**What needs to be done:** Check each line of the entries. Copy the ones that contain the string "decide".

BEGIN Given data

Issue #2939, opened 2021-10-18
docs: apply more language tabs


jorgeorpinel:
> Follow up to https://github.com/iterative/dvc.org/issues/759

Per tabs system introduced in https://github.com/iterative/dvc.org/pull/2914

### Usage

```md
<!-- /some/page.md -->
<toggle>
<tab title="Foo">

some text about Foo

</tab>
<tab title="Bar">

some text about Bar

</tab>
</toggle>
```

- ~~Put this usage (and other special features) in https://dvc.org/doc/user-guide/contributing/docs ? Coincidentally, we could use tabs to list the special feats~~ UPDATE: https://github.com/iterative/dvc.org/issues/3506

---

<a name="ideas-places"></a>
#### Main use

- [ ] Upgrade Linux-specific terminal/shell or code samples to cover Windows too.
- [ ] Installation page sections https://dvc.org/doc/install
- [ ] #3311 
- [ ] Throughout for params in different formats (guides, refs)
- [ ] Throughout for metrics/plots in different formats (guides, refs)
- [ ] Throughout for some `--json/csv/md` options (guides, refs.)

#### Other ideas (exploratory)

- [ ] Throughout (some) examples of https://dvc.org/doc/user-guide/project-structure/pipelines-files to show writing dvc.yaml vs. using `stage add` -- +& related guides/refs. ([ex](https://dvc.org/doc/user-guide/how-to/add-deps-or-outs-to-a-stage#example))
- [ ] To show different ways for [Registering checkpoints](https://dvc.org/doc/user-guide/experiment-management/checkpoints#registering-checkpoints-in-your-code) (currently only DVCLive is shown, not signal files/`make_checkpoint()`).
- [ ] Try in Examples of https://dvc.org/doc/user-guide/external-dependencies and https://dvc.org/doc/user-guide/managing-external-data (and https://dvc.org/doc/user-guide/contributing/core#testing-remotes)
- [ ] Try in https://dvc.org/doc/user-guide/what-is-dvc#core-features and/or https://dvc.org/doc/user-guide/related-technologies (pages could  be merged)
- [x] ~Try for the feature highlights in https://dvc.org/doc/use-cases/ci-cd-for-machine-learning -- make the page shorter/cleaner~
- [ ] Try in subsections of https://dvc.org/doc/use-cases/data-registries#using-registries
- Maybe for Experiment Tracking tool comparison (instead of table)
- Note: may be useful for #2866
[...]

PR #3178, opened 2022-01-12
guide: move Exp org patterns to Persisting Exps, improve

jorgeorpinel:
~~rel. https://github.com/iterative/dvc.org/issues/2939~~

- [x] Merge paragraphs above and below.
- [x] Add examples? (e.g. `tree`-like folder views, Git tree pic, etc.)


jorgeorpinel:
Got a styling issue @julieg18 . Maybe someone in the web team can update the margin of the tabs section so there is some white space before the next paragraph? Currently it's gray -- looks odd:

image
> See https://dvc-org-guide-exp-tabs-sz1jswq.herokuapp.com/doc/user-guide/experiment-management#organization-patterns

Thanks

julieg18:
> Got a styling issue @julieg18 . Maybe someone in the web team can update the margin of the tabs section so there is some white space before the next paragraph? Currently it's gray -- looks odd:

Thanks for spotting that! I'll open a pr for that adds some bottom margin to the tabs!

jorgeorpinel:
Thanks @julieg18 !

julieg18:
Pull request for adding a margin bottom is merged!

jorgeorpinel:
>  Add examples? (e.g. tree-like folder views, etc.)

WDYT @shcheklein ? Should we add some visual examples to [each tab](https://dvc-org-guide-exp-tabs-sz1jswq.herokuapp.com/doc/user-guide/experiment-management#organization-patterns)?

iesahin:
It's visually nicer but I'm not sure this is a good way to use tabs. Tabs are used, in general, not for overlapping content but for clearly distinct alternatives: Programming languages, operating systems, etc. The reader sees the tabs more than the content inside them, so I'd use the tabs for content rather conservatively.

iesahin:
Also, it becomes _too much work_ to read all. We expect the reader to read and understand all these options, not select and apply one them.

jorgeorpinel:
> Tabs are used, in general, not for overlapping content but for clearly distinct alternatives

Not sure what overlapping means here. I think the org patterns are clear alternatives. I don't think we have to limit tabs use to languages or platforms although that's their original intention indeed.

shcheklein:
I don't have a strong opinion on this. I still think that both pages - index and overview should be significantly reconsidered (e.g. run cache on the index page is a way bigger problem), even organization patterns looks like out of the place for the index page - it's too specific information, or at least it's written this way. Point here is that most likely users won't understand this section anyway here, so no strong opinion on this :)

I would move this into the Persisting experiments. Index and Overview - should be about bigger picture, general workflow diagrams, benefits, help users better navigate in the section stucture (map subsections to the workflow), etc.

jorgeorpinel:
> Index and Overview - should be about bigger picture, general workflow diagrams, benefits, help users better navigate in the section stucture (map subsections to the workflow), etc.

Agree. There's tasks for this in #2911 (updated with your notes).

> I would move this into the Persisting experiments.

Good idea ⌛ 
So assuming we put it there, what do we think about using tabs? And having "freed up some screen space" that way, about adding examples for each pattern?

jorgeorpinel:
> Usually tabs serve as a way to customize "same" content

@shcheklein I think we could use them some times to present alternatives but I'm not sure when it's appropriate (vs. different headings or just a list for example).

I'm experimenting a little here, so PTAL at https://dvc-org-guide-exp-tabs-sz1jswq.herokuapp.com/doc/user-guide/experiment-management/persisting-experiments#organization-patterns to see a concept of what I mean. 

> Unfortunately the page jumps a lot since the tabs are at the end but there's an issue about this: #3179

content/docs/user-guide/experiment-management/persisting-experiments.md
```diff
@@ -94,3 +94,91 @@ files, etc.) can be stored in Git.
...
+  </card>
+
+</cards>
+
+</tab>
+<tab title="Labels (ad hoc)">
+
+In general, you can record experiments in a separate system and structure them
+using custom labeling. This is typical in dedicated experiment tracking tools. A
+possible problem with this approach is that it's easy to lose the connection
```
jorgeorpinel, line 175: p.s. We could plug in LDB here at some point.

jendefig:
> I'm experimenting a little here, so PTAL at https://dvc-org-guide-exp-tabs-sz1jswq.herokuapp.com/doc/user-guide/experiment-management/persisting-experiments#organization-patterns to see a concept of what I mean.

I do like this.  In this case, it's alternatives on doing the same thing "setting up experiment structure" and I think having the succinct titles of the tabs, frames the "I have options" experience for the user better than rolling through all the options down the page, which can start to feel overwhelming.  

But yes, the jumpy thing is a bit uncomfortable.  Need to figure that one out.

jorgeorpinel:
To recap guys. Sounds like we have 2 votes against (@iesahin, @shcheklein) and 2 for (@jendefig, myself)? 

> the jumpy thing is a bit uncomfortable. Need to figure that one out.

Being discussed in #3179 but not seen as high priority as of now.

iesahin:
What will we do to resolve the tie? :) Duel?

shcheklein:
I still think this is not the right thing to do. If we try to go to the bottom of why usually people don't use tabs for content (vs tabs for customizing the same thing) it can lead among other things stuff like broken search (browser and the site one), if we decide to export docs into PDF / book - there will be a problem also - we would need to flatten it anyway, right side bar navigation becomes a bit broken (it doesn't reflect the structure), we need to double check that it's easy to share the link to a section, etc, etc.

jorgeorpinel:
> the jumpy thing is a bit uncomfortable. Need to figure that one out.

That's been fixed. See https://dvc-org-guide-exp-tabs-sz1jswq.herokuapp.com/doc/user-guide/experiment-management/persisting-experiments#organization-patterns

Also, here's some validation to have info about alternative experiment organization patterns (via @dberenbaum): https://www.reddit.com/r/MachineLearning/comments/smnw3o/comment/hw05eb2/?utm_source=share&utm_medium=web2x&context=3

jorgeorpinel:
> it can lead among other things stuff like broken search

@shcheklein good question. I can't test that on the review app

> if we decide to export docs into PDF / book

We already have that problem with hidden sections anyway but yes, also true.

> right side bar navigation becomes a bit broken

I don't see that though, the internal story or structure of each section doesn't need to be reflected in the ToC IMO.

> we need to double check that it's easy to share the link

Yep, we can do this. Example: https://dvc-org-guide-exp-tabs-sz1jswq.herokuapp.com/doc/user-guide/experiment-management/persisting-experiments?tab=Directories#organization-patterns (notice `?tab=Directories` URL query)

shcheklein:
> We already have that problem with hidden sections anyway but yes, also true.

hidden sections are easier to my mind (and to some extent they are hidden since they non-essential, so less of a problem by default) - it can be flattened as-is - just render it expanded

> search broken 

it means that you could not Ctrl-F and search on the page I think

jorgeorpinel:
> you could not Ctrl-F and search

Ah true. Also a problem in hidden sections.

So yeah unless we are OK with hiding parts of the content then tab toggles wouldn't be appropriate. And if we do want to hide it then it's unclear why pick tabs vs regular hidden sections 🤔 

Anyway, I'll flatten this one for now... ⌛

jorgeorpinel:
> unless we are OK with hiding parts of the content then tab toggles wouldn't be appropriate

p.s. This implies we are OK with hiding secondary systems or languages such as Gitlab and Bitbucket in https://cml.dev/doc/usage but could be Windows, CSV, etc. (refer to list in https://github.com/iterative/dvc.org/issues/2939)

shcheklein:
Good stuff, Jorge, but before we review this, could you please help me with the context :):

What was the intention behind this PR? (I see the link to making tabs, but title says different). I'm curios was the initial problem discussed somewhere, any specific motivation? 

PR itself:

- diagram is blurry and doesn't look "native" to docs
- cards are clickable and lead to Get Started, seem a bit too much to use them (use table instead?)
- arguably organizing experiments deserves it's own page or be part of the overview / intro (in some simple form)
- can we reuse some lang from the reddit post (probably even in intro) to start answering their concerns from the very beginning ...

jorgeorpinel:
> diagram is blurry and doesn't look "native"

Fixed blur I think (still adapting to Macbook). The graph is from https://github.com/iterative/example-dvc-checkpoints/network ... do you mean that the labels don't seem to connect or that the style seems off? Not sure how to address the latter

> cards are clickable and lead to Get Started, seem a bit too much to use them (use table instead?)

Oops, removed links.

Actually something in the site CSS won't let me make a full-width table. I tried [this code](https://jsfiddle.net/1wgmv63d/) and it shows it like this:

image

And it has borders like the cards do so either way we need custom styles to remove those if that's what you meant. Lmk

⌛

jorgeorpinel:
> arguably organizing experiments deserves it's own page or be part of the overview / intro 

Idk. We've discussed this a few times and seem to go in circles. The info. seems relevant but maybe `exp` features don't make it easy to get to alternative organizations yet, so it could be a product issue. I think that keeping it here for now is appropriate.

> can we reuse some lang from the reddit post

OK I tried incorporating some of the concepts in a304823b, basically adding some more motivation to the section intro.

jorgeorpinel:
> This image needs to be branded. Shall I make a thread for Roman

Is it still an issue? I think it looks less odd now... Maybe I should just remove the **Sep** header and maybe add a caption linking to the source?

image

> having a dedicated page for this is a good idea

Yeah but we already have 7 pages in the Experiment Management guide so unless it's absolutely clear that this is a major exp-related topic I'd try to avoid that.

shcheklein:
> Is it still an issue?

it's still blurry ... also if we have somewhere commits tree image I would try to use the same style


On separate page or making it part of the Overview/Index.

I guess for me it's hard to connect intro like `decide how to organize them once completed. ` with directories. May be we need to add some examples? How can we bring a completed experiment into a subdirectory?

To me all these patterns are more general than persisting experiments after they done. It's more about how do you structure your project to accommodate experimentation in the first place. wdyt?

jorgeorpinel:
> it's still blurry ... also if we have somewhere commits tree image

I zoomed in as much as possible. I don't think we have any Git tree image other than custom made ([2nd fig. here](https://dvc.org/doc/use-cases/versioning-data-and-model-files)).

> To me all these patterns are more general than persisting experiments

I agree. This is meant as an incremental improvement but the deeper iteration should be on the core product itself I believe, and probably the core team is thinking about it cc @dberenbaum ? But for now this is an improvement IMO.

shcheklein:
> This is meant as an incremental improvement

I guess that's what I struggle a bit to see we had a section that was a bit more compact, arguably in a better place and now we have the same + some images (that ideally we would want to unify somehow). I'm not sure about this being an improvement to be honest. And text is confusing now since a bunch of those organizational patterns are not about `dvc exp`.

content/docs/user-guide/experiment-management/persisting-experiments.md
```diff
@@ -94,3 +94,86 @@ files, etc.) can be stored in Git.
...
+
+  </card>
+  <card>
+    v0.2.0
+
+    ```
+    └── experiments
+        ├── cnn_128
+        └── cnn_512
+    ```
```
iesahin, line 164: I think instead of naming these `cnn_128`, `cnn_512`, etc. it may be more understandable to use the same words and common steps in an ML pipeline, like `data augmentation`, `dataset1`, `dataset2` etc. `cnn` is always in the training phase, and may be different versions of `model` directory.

END Given data

**Task answer:**
I still think this is not the right thing to do. If we try to go to the bottom of why usually people don't use tabs for content (vs tabs for customizing the same thing) it can lead among other things stuff like broken search (browser and the site one), if we decide to export docs into PDF / book - there will be a problem also - we would need to flatten it anyway, right side bar navigation becomes a bit broken (it doesn't reflect the structure), we need to double check that it's easy to share the link to a section, etc, etc.
> if we decide to export docs into PDF / book
I guess for me it's hard to connect intro like `decide how to organize them once completed. ` with directories. May be we need to add some examples? How can we bring a completed experiment into a subdirectory?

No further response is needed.